The news is coming in from Boston as I type this. The twitter stream rolls like a river, but there is rarely news. It’s all very confusing and heartbreaking.
April days can be very much like those in September. They start dark and cold. This one was also trying to rain. It’s not that I did not want to get up, it’s that I almost did not have a choice. Sleep weighed heavily on my eyes. My morning prayers were said in a state of consciousness that some might characterize as “sleep.” I conceded that I was awake enough, up enough, to go to the gym. I already had my workout clothes on anyway, and the dress clothes were in the car. That’s why we do that.

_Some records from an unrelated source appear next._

PR #642, opened 2015-05-04
DinoDex Exercise

dustinhansen:


aeberlin:
@dustinhansen I will finish reviewing this in the morning. Feel free to knock out all those pesky rubocop violations, though, in the mean time! Cheers.

dustinhansen:
I'll do my best, but there's a few of these "violations" I'm not understanding very well.

djkotowski:
Your editor should be set to use 2 spaces for indentation instead of tabs.

dino_catalog/dinodex.rb
```diff
@@ -0,0 +1,102 @@
...
+		}
+	end
+
+	# Search for dinosaurs based on various criteria
+	
+	def search(search_filters)
+
+		results = []
+
+		search_filters.each { |key,value|
```
djkotowski: Multiline blocks use `do ... end` syntax instead of `{ ... }`.

dino_catalog/dinodex.rb
```diff
@@ -0,0 +1,102 @@
...
+			'DIET' 				=> diet,
+			'WEIGHT_IN_LBS' 	=> row['Weight'],
+			'WALKING' 			=> row['Walking'],
+			'DESCRIPTION' 		=> nil
+		}
+	end
+
+	# Search for dinosaurs based on various criteria
+	
+	def search(search_filters)
```
djkotowski: This method follows the [Arrowhead Pattern](https://leveluprails.com/ruby.html#arrowhead).  Break the method and decision structures apart to make it more readable.

dino_catalog/dinodex.rb
```diff
@@ -0,0 +1,102 @@
...
+
+		# return as JSON
+		puts results.to_json
+	end
+end
+
+dinodex = DinoDex.new
+
+# Grab all dinosaurs that were bipeds
+dinodex.search({ 'WALKING' => 'Biped' })
```
djkotowski: When passing a hash as a parameter, you don't need the braces.
```ruby
dinodex.search('WALKING' => 'BIPED')
```
works as well.

dino_catalog/dinodex.rb
```diff
@@ -0,0 +1,86 @@
...
+
+  # Read Pirate Bay CSV file and merge the results
+
+  CSV.foreach('african_dinosaur_export.csv', headers: true) do |row|
+    diet = row['Carnivore'].downcase == 'yes' ? 'Carnivore' : nil
+
+    @@dino_database << {
+      NAME: row['Genus'],
+      PERIOD: row['Period'],
+      CONTINENT: nil,
```
aeberlin: Hint: `african_dinosaur_export.csv`

I wonder what continent these dinosaurs are from ;)

dino_catalog/dinodex.rb
```diff
@@ -0,0 +1,86 @@
...
+  end
+end
+
+dinodex = DinoDex.new
+
+# Grab all dinosaurs that were bipeds
+dinodex.search(WALKING: 'Biped')
+
+# Grab all the dinosaurs that were carnivores (fish and insects count).
+dinodex.search('DIET' => %w('Carnivore', 'Insectivore', 'Piscivore'))
```
aeberlin: Any particular reason you switch between hash-colon and hash-rocket styles?

aeberlin:
Overall, I think that this is a good first iteration. Simple and lightweight. That being said, though, I do have some comments, but it's up to you whether you'd like to address them as they are beyond the required scope of this assignment (outside of point #1). A lot of the activities we're involved in, as developers, on a day-to-day basis leave requirements open to interpretation and subject to a sort of balancing act. Most of my comments will touch on this point.

1) I don't think that you're fully exercising the power of the CSV ruby library. I suggest taking a look at this particular bit of the library for help with parsing your `african_dinosaur_export.csv`, in a much faster fashion (additionally, look at header converters): http://ruby-doc.org/stdlib-2.0.0/libdoc/csv/rdoc/CSV.html#method-i-convert

2) Although this isn't a git workflow exercise, I highly suggest squashing your commits and giving your commits more meaningful messages. When you're assigned to a team, each commit on an active pull request will likely trigger a travis build, and you'll want to ask yourself whether or not it makes sense to test a build (on travis, test/audit with rubocop/rspec locally) for each of these commits individually, or if it makes more sense to conserve resources until your branch is in better standing. The additional question is whether or not it makes sense to unitize these commits for history -- is it more difficult for people to track what I did to this codebase when I squash commits? It is very much so a balancing act between maintaining relevant history, conserving build process resources, and being expressive about the code you write. Food for thought.

3) This is an ultra-lightweight, exact-to-specifications implementation. You can retrieve the specified query results, and display them. And, in that regard, it's excellent. I would emphasize that the output is not easy on the eyes, and would recommend either using a REPL interface such as `pry`, which would format console output of hashes and enable a query interface (although that's a bonus).

4) Sorry, I'll form this point via a pointed question: How would you handle an additional CSV data source, which has differing header names, similar to `african_dinosaur_export.csv` versus `dinodex.csv`? Would you write more code? Would it make more sense to define a configuration mechanism which can be updated more safely to include these additional data sources? Linear code is significantly more volatile than explicitly coded interfaces, which are interpreted based on a configuration set. I could make this more long-winded, and if you'd like to chat about it more in person, I'll be in the office again tomorrow. In the mean time, though, it's just more food for thought.

Anyway, that's all for now, cheers!

dustinhansen:
Hi Adam,

Thanks for your feedback. To address your points:

1.) I'll definitely have a look.

2.) I usually don't do commit storms like that but I had no way of knowing what houndci/rubocop was going to complain about without committing. That whole aspect of the process was unknown to me. I now have an addon for my text editor that will validate with rubocop locally so this should be avoidable in the future.

3.) I'll have a look at that. If this were for production I would have spent more time ensuring that proper headers were in place, which would help when displayed in a browser.

4.) The way I'd like to go about it is to create some definitions that map which column headers should act as aliases for which existing headers. I'd likely do this via an array of arrays and make those class variables. If any new column names encountered that aren't found in the definitions then we would have to throw an error. Does that make sense?

aeberlin:
Hey @dustinhansen,

Sorry, I was out sick yesterday. I would suggest installing rubocop, that is what hound uses.

Regarding (4), I would suggest using a YML file to configure your transforms, and reference the hash tree inside of your header and field converters..

aeberlin:
Reference these rule configs with rubocop:

- https://github.com/jmmastey/level_up_exercises/blob/master/.rubocop.yml (inherits from `.hound.yml`)
- https://github.com/jmmastey/level_up_exercises/blob/master/.hound.yml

I had decided that I did not have to run. I could ride a recumbent bike. Listen to a podcast. Something like this NPR story on the radio. The story was about the upcoming marathon. I can’t find it now. It was about people from Newtown Connecticut who were planning on running. There were 26 victims. Each mile would be dedicated to a victim. The last two tenths, they would sprint, “fly, like those children flew from that awful scene.” I decided I could run. I wanted to run. I wanted to be with them.
Now I don’t know if some of those people from Newtown have been caught up in whatever these explosions were. This day, which began to show the triumph of the spirit over the darkness, is now an episode of darkness too. And I don’t know why.